As the alumni talked about the challenges they are facing now it became clear that coping with families under stress from the gradual lockdown of our community is harder than they expected, particularly where the student has the role of responsible adult in the family. Skyline students' reality is that financial hurdles are most often coupled with social challenges and these young people who have not yet fully matured themselves have often been thrust into the role of leading their family through the uncertainty. In some cases their own needs for security are relegated to being secondary to the needs of others in their families. But it soon became obvious that connecting with others in their Skyline family was an essential part of coping and expressing their support for each other. The positive affirmation from others in their cohort who actually knew where they were coming from was more valuable than anything.
In our alumni session, we shared some practical ideas about how to connect and how to cope. My personal strategy through this difficult time is to be consciously positive and optimistic. I'm not alone by any means, but the alternative, to me, to constantly dwell in the negative, is unthinkable. Luckily, I am experienced enough to know that consciously maintaining a positive mindset is a coping strategy that works for me, that I can employ it as the circumstances demand. Positive psychology has so much to offer in the current climate. Optimism is a state of mind and some argue strongly that it can be a choice - for most, not all, of us. I recall my dear friend and colleague Janet Aaker Smith teaching me that primary school students who make themselves smile, especially when they are feeling low, create endorphins that actually make them physically feel better - a self fulfilling joy break, if you like. There is a level of positive psychology that works for our youngest learners through to our eldest. To hear one of our alumni relate her (mind blowing) issues since she lost her job and thus the money needed to support her whole family overnight, was devastating. But her positivity and "can do" attitude as she put a plan in place to get through this disastrous dilemma was was a caring example for all of us on the call. I must say that even "showing up" on the call was an act of courage, under the circumstances. She inspired every one of us, including those of us who would approach their life dilemma in a different way. She has a long road to travel yet but she is on the path.

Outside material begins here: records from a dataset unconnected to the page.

PR #776, opened 2021-12-27
Use imp() everywhere instead of from_instance(), impl_()

jf2048:


bilelmoussaoui:
Would be nice if you can also update the examples

Hofer-Julian:
@jf2048 thanks for working this!

@bilelmoussaoui @sdroege now that all of this places are changed anyways it would be good time to decide on one consistent variable name. We have now self_ and imp. Both are a bit weird when the method is called impl_, but unfortunately @sdroege vetoed imp there.

sdroege:
`impl_` or `imp`, not `self_` (that's confusing with other actual `self`)

bilelmoussaoui:
> `impl_` or `imp`, not `self_` (that's confusing with other actual `self`)

imp sounds good to me

sdroege:
Only has the problem that it's an actual word: :imp:

Hofer-Julian:
+1

@sdroege you still believe that the method shouldn't be called imp as well?

Considering how much confusion this concept creates, I feel a bit of consistency wouldn't hurt.

sdroege:
> @sdroege you still believe that the method shouldn't be called imp as well?

It should be consistent, yes. And we also have `imp.rs`.

Hofer-Julian:
> > @sdroege you still believe that the method shouldn't be called imp as well?
> 
> It should be consistent, yes. And we also have `imp.rs`.

👍

@jf2048 could you please rename the few instances of self_ to imp?

@bilelmoussaoui @sdroege fine by you if I open a PR soon to rename the method impl_ to imp and fix the examples and book here?

Hofer-Julian (approved):
Looks good to me.
Thanks a lot @jf2048!

jf2048:
Let's wait for https://github.com/gtk-rs/gtk-rs-core/pull/437 and then I'll rename everything here again.

Hofer-Julian:
> Let's wait for [gtk-rs/gtk-rs-core#437](https://github.com/gtk-rs/gtk-rs-core/pull/437) and then I'll rename everything here again.

That would be nice!

pbor:
I guess I am late to the party here... in our code we are using `priv()` as that is consistent with how the same thing was done in C

bilelmoussaoui:
> I guess I am late to the party here... in our code we are using `priv()` as that is consistent with how the same thing was done in C

but in rust, there's no reason to name your private struct as `MyTypePrivate` as you can just put that behind a `mod imp` or `mod private`

pbor:
> 
> but in rust, there's no reason to name your private struct as `MyTypePrivate` as you can just put that behind a `mod imp` or `mod private`

Sure, I was not suggesting to use `MyTypePrivate`, I was suggesting to use `mod priv` and `priv()` for the function, since "priv" does not clash with "impl", it is not a word like "imp", and preserves some familiarity for those who come from C or look the code of glib and gtk.

bilelmoussaoui:
Sure, I'm pretty bad at naming things in general so better avoid my opinion on naming things

sdroege:
priv is also a reserved keyword IIRC

sdroege:
Otherwise I would prefer that naming

sdroege:
See https://doc.rust-lang.org/reference/keywords.html#reserved-keywords

Hofer-Julian:
> See https://doc.rust-lang.org/reference/keywords.html#reserved-keywords

I wouldn't mind priv (if it wouldn't be reserved) and not even private. But considering that we use imp already for years and private is longer, I'd rather stick with imp.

I had the privilege to speak with Dr John Munro today who reminded me that a key to coping for capable young adolescents is to purposefully disengage initial "emotional overwhelmingness". Coping is not stored in the problem solving area of your brain - it is an emotional response. But when you truly "know" that you have coped in the past, you can recall the skills and strategies that worked for you. This is experience. When gifted students spend time to reflect on the past, they can remember what they did to cope and employ this strategy to face the challenges of today. So in essence, coping is based on the ability to look at a previous situation and purposefully think through how you managed.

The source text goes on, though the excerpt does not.